From this research work, several possibilities for future research emerge. Future improvements could involve the use of multimodal inputs or additional preprocessing steps to enhance the separation of individual leaves. Apart from this an integration of hyperspectral and multispectral imaging can improve the accuracy of both detection and segmentation of leaves, especially in cases where visual cues alone are inadequate to distinguish between plant parts. Apart from this, for real-time applications, a more efficient pipeline approach can be a significant direction. The use of edge devices or the quantization of these models can significantly reduce the computational cost associated with both these models (YOLOv8 + SAM) in sequence.

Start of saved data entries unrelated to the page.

PR #1766, opened 2025-05-26
Add support for `qml.measure` in Catalyst's PlxPR pipeline

dime10:
The [`qml.measure()`](https://docs.pennylane.ai/en/stable/code/api/pennylane.measure.html) operation for mid-circuit measurements can now be used in QJIT-compiled circuits with program capture enabled. For example:

```python
import pennylane as qml
from catalyst import qjit

device = qml.device("lightning.qubit", wires=1)

qml.capture.enable()

@qjit
@qml.qnode(device)
def circuit():
    qml.X(wires=0)
    qml.measure(wires=0, reset=reset)
    return qml.expval(qml.Z(0))
```

```pycon
>>> circuit()
-1.0
```

Note that using `qml.measure()` in this way binds the operation to [`catalyst.measure()`](https://docs.pennylane.ai/projects/catalyst/en/stable/code/api/catalyst.measure.html), which may behave differently than `qml.measure()` in a native PennyLane circuit, as described in the [Functionality differences from PennyLane](https://docs.pennylane.ai/projects/catalyst/en/stable/dev/sharp_bits.html#functionality-differences-from-pennylane) section of the sharp bits and debugging tips guide. In regular QJIT-compiled workloads (_without_ program capture enabled), you must continue to use `catalyst.measure()`.

### DIFF
--- a/frontend/test/pytest/test_capture_integration.py
+++ b/frontend/test/pytest/test_capture_integration.py
@@ -349,6 +349,45 @@ class TestCapture:
 
         assert jnp.allclose(capture_result, circuit(theta))
 
+    @pytest.mark.parametrize("reset", [False, True])
+    @pytest.mark.parametrize("op", [qml.I, qml.X])
+    def test_measure(self, backend, reset, op):
+        """Test the integration for a circuit with a mid-circuit measurement.
+
+        We do not currently have full feature parity between PennyLane's `measure` and Catalyst's.
+        Moreover, there is limited support for the various MCM methods with QJIT and with program
+        capture enabled. Hence, we only test that a simple example with a deterministic outcome
+        returns correct results.
+        """
+        device = qml.device(backend, wires=1)
+
+        # Capture enabled
+
+        qml.capture.enable()
+
+        @qjit
+        @qml.qnode(device)
+        def captured_circuit():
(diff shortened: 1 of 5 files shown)


frontend/test/pytest/test_capture_integration.py
```diff
@@ -349,6 +349,71 @@ def circuit(theta):
...
+
+        qml.capture.disable()
+
+        if reset:
+            expected_result = 1
+        else:
+            if op is qml.I:
+                expected_result = 1
+            elif op is qml.X:
+                expected_result = -1
```
dime10, line 385: What I normally see is that the different inputs are directly paired with their expected values in the parametrize call, but I guess this works too 👍 

```
@pytest.mark.parametrize("op,expected", [(qml.I, 1), (qml.X, -1)])
```

dime10 (commented):
Thanks Joey, approved :)

frontend/test/pytest/test_capture_integration.py
joeycarter: When I initially wrote this I was thinking that the expected result would depend non-trivially on the inputs, but turns out that wasn't the case in the end! Refactored in f974a8e1

PR #1772, opened 2025-05-29
Update tutorial to reflect the removal of separate match and rewrite

mehrdad2m:
**Context:**
LLVM has removed separate `match` and `rewrite` functions. we need to update our [Catalyst Compiler Passes](https://docs.pennylane.ai/projects/catalyst/en/stable/dev/transforms.html#writing-transformations-on-catalyst-s-ir) tutorial  

updated tutorial

**Benefits:**

**Possible Drawbacks:**

**Related GitHub Issues:**


doc/dev/transforms.rst
```diff
@@ -286,11 +285,11 @@ the second is a list of qubits):
 
     QubitUnitary(*, QubitUnitary(*, *))
 
-Let's implement it in C++:
+Let's add the pattern matching logic to the ``matchAndRewrite`` method:
```
joeycarter, line 288:
```suggestion
Let's add the pattern-matching logic to the ``matchAndRewrite`` method:
```

doc/dev/transforms.rst
```diff
@@ -711,18 +731,20 @@ Alright, our function should now look something like this:
         func.return %dx, %dy, %dz : f64, f64, f64
     }
 
-Finally, we have to amend our rewrite function to invoke the new function we created and delete the
+Finally, we have to amend our matchAndRewrite function to invoke the new function we created and delete the
```
joeycarter, line 734:
```suggestion
Finally, we have to amend our ``matchAndRewrite`` function to invoke the new function we created and delete the
```

doc/dev/transforms.rst
```diff
@@ -711,18 +731,20 @@ Alright, our function should now look something like this:
...
 ``GradOp`` from the IR:
 
 .. code-block:: cpp
 
-    void FiniteDiffLowering::rewrite(GradOp op, PatternRewriter &rewriter)
+    LogicalResult FiniteDiffLowering::matchAndRewrite(GradOp op, PatternRewriter &rewriter)
     {
         ...
             populateFiniteDiffMethod(rewriter, op, gradFn);
         }
```
joeycarter, line 743: Is this right? I'm a little confused reading this, since it opens with `...` and closes with `}` :smile:

joeycarter (commented):
Just a few editorial comments :slightly_smiling_face:

doc/dev/transforms.rst
mehrdad2m: the `}` marks the end of the scope [here](https://github.com/PennyLaneAI/catalyst/blob/1d603a35bb3169c90212256bbace9ad88a5bffe9/doc/dev/transforms.rst?plain=1#L609-L629). I think the beginning of the scope is not shown since there is more code before it.

PR #1776, opened 2025-05-30
Fix badges in README

joeycarter:
The links for the CodeCov and RTD badges in the README weren't correct and were attempting to retrieve statuses that didn't exist. This PR fixes that.


AntonNI8 (approved):
Thanks @joeycarter!

PR #1789, opened 2025-06-05
Test stable/stable without building catalyst

dime10:
Bypasses the need to download caches from GitHub.

### DIFF
--- a/.github/workflows/check-pl-compat.yaml
+++ b/.github/workflows/check-pl-compat.yaml
@@ -42,9 +42,12 @@ jobs:
         git checkout v0.11.0-rc
 
     - name: Install deps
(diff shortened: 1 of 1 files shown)


.github/workflows/check-pl-compat.yaml
```diff
@@ -47,55 +47,71 @@ jobs:
         python-version: ${{ needs.constants.outputs.primary_python_version }}
 
     - name: Install deps
+      if: ${{ inputs.catalyst != 'stable' }}
       run: |
         sudo apt-get update
         sudo apt-get install -y cmake ninja-build ccache libomp-dev libasan6 lld
+
+    - name: Install deps (Python)
```
dime10, line 55:
```suggestion
    - name: Install deps (Python)
      run: |
```

PR #1790, opened 2025-06-06
Fix ubuntu24 compatability

runora95:
**Context:**
The workflow `CPL stable/stable/stable / Build Configuration` is failing after the ubuntu-24.04 upgrade. The default version of python in ubuntu24 is 3.12, the [workflow fails](https://github.com/PennyLaneAI/catalyst/actions/runs/15464703564/job/43534000796) when it tries to grep python 3.10 because it doesn't exist/ 
Add `actions/setup-python@v5` to check pennylane compatability.
**Benefits:**
Python3.10 gets installed and the pipeline uses the correct python version.
**Possible Drawbacks:**
None
**Related GitHub Issues:**

### DIFF
--- a/.github/workflows/CPL_stable-stable-stable.yaml
+++ b/.github/workflows/CPL_stable-stable-stable.yaml
@@ -1,8 +1,8 @@
 name: Check CPL stable/stable/stable
 
 on:
-  # schedule:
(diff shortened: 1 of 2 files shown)


dime10 (approved):
Ah perfect, I was wondering why the workflow was failing in my other PR :)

Overall, this system has the potential for real-time applications; it can be integrated into a drone-based monitoring system. We believe that this work can contribute to the development of more efficient and sustainable precision agricultural practices.
6. Conclusions
In this research work YOLOv8 and SAM have been analyzed for the segmenting of tomato leaves in tomato plant images. The main aim of this study is to evaluate the efficiency and performance of YOLOv8 and SAM in detecting and segmenting tomato leaves, which is the most important step in detecting plant diseases in precision agriculture. The integration of using YOLOv8 for object detection and SAM for fine-grained segmentation proved notable strengths and some areas where improvements can be considered. The integration of YOLOv8 and SAM poses a highly effective approach for tomato leaf segmentation, taking advantage of YOLOv8′s rapid object detection and SAM’s high-precision segmentation competencies. Despite challenges, specifically regarding computational cost, efficiency, and small object detection, the results of this research work present a strong foundation for future research in agricultural imaging and automated plant monitoring systems. The potential applications of this work in disease detection, phenotyping, and precision farming highlight its relevance to the future of agricultural technology.